Chatbots looked upon to ease burden of Healthcare Systems

The ongoing COVID-19 pandemic has put tremendous pressure on health care systems. Healthcare systems are experiencing pressure not only for critical care but from anxious public looking for answers.

In a research work carried out at the Kelley School of Business, Indiana University finds that chatbots working for reputed organizations can ease the burden of medical providers. And, can offer reliable guidance to those with symptoms. Chatbots are software applications that carry out online chats via text-to-speech or text.

To validate the efficacy of chatbots, researchers carried out an online experiment with 371 participants. The participants viewed a COVID-19 screening chat between a hotline agent – human or chatbot – and a user with mild or serious symptoms.

Online Screening Experiment validates Efficacy of Chatbots

During the session, the researchers examined if chatbots were persuasive, provided satisfying information that is likely to be followed. The results showed some negative bias against the ability of chatbots, perhaps because of recent press reports. However, when the perceived ability is same, chatbots were reported to be more positive than human agents. This is a good news for healthcare organizations that are struggling to satisfy user demand for screening services.

Meanwhile, the ability of the agent is the primary factor that drives user response to screen hotlines – chatbot or human. When ability of chatbot or human agent is same, users view chatbots same, or rather more positive than human agents.

Earlier, before the pandemic, chatbots were recognized as a technology that could increase the speed how people interact with researchers and obtain medical information online.

“Because chatbots can be scaled up, they can serve an unexpected surge in demand when is paucity of qualified human agents,” wrote the authors. Also, chatbots provide round-the-clock service at a low function cost, they added.

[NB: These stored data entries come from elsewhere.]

PR #2941, opened 2026-07-04
feat(approvals): reject-with-reason on OneCLI credential cards — hold the decision, inject the reason into the failed tool call

gavrielc:
## Motivation

PR #2832 added reject-with-reason to module-initiated approval cards (create_agent, install_packages, add_mcp_server) but deliberately excluded OneCLI credential cards. This PR extends the same machinery to them, with one structural difference forced by the transport.

## The design constraint

The OneCLI SDK's manual-approval callback returns only `'approve' | 'deny'` — the decision wire has no field for a reason, so a reason can never reach the gateway. Relaying it as a plain chat message (the #2832 path) also reads poorly here: the agent would see its HTTP call fail bare, then an unrelated-looking system message arrive later. Instead, the reason is relayed to the *requesting agent* and stitched onto the failure itself.

## How it works

**Hold-until-reason ordering.** Clicking "Reject with reason…" on a credential card does *not* resolve the in-memory gateway Promise. The decision is held (`heldForReason`), the pending row is parked at `status='awaiting_reason'`, and the approver is prompted in their DM (all reusing #2832's capture flow). When the reason arrives, a OneCLI-specific finalizer:

1. writes `onecli-rejection.json` (`{rejectedAt, reason, host, method, path}`) into the session workspace — mounted at `/workspace` in the agent container,
2. cleans up the row and fires approval-resolved callbacks,
3. releases `'deny'` **last** — so by the time the gateway fails the agent's held HTTP call, the reason file already exists.

The agent-runner's PostToolUse/PostToolUseFailure hook then consumes the file and returns the reason as `additionalContext` on that same tool result: one coherent event ("your gmail call failed *because…*") plus an explicit instruction not to retry as-is. The hook is deliberately conservative: it only fires on failure-shaped output (`denied|reject|403|approval|forbidden`, or the recorded host), is single-use (unlink on consume), and rejects files older than 10 minutes so a stale file from an interrupted run can never annotate an unrelated failure.

**Gateway TTL as the safety valve.** If the approver types slower than the gateway's own approval TTL, the local timer releases the deny at TTL but keeps the `awaiting_reason` row alive. The late reason (or the host sweep, if the admin ghosts) then relays through #2832's normal chat-message path — the tool call already failed bare, so a session message is the only remaining channel. Same fallback applies when the in-memory resolver was lost to a restart.

## Pieces

- **`primitive.ts`** — action-keyed `ReasonRejectFinalizer` registry (`registerReasonRejectFinalizer` / `getReasonRejectFinalizer`). Default behavior unchanged.
- **`reason-capture.ts`** — `captureReasonReply` dispatches through the registry (falling back to `finalizeReject`); both it and `sweepAwaitingReasonRejects` now resolve sessions via `agent_group_id` fallback, since OneCLI rows carry no `session_id`.
- **`response-handler.ts`** — new `REJECT_WITH_REASON_VALUE` branch for `ONECLI_ACTION`: resolve the session by agent group, hold the decision, arm capture; degrade to a plain reject when no active session exists to relay to.
- **`onecli-approvals.ts`** — third card option; `holdOneCLIApprovalForReason`; TTL-timer behavior for held state; the custom finalizer; and an approval-resolved handler (registered once in `startOneCLIApprovalHandler`) that releases any still-held deny after a fallback `finalizeReject` — covering the unreachable-approver path inside `armReasonCapture`.
- **`finalize.ts`** — agent-facing text for OneCLI rejects now reads "Your credential request to \<host\> was rejected by admin…" instead of leaking the internal `onecli_credential` action key. Generic actions unchanged.
- **`container/agent-runner/src/providers/claude.ts`** — the hook described above.

## Testing

- `pnpm run build` (tsc) — clean.
- `npx vitest run` — full suite, 67 files / 569 tests, all passing (including the #2832 reason-capture, response-handler authorization, and approval-resolved suites, which exercise the touched code paths).
- `container/agent-runner`: `tsc --noEmit` — clean.


gavrielc:
@guyb1 Please take a look. Works but required some ugly workarounds.

Can we pass the reason to OneCLI when denying the approval request and have the reason included in the OneCLI response to the agent?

Chatbots lack Natural Conversation; Startup Vies to deploy Humanlike ones

For most, conversations with chatbots for customer service, resolving queries is not pleasant. First, chatbots are not humanlike, second, chatbots do not have conversational memory to hold more natural conversation. Citing this, comedian Bill Burr refuses to call automated customer service lines for queries. He fears, years later, on his death bed, all he would have in his mind is time wasted with chatbots.

So much so, the frustration of completing the most straightforward task using an automated customer service makes anyone question the purpose of life.

To address this, the startup Posh has entered the fray. The endeavor of the company is to make conversations with chatbots more natural and less maddening. The company is vying to accomplish this using an artificial-intelligence powered system. This system uses conversational memory that eases out for users to complete tasks.

Retaining Conversation Memory Feature of New Chatbots

“Previously, bots subsumed what the user said at face value, and would not connect with what the user said in the conversation,” said Posh co-founder and CEO. In places such as banks with tellers, or for customer service, what the user says in the past is very important. For such needs, Posh focused on to develop bots more humanlike. They did this by giving them the ability to remember historical information in a conversation.

For this, currently, Posh’s chatbots are used over more than dozen credit unions across text-based and voice channels. With the help of a well-defined help customer base, the company has allowed to train its system only on the most relevant data, and to improve performance.

As for the future, in a course of time, the founders plan to partner with other companies in a bid to gather industry-specific data. This would also to expand the use of Posh’s system without compromising on performance.